2) Keep vigilant. Appropriately monitor the firewalls and key systems in your network to detect abnormal events that usually accompany [D]DoS attacks, including high connection counts and high CPU and bandwidth utilisations. Different monitoring systems provide different ways to define what ‘normal’ means, ranging from setting up complete manual thresholds to learning from past data to identify normal range of operation. No matter the system, it is important for the IT team to understand the different thresholds being used by the systems and how those evolve over time. These systems should be capable of alerting IT staff of abnormal network behaviours and events.
3) Use appropriate technology.
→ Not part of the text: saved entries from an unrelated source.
PR #1444, opened 2026-04-23
ci(DATAGO-133169): fix: convert SonarQube hotspot step from uses: docker:// to docker run

johnvincentcorpuz:
## Problem

The `sonarqube-hotspots` job in `release-readiness-check.yaml` used:

\`\`\`yaml
uses: docker://ghcr.io/solacelabs/maas-build-actions:latest
\`\`\`

GitHub Actions pulls `uses: docker://` images during **job setup**, before any steps execute — so there is no opportunity to authenticate first. Cross-repo GHCR packages fail with `unauthorized` at the manifest level even with `packages: read` scope and the repo whitelisted in package settings, because the infrastructure-level pull does not perform an explicit Bearer token exchange.

Failing run: https://github.com/SolaceLabs/solace-agent-mesh/actions/runs/24849687154/job/72753614680

## Fix

Replace `uses: docker://` with explicit `docker login` + `docker run`, using the same DOCKER_CONFIG isolation pattern already established in SPW's `hatch_release_security_checks.yml`:

- Isolated `DOCKER_CONFIG` via `mktemp` (no credential leakage to shared runner config)
- `docker login ghcr.io` with `github.token` before pull
- `docker run` with env vars forwarded via `-e` flags
- Logout + cleanup on `EXIT` trap

## Test

Validated with a dedicated test workflow on this branch before cleanup:
https://github.com/SolaceLabs/solace-agent-mesh/actions/runs/24853555218 ✅


artyom-morozov (approved):
👍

It can be difficult to figure out which data stream(s) to monitor in order to determine a baseline for normal behaviour. Leveraging deep packet inspection or flow based technology to monitor network behaviour provides a live picture of the network traffic on the network, minimising the window of time that it takes to detect abnormal behaviour.
4) Assign responsibility. Ownership empowers and confers accountability. It is extremely important to designate someone in the IT organization to be responsible for the security of the company. That individual should be involved in security assessments and analyses, and be consulted anytime there is suspicion of security related attacks. This person should also be responsible for staying abreast of the security threat landscape that can be impacting the business and effectively brief and educate the rest of the organization. This strategy does not alleviate the IT team at large of security responsibilities, but merely puts someone in charge of the effort.
Many companies tend to overlook the security risks associated with various attacks on their infrastructure and are therefore underprepared to face threats to their network, whether malicious or benign. While the basic steps described above aren’t a silver bullet, they can significantly help shore up networks against unplanned outages and ultimately help protect your network.
Joel Dolisy is SVP, CTO and CIO at SolarWinds.